Stored items
Start of Block
PR #3583, opened 2021-02-22
kafka-c: fix double ack on re-added messages

gaborznagy:
Delivery_report_callback re-adds the message to the head of the queue for resending.
(with more workers, the message is possibly re-added to a different worker thread's queue than the original worker who tried to sent out the message, as we always poll from worker#0 and re-add the message to worker#0's queue).

The problem was, that the message was re-added to the queue with acknowledgement re-enabled.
End of Block
# [Activity]
Show every line from the entries above in which "added" appears.

# [Answer box]
kafka-c: fix double ack on re-added messages
(with more workers, the message is possibly re-added to a different worker thread's queue than the original worker who tried to sent out the message, as we always poll from worker#0 and re-add the message to worker#0's queue).
The problem was, that the message was re-added to the queue with acknowledgement re-enabled.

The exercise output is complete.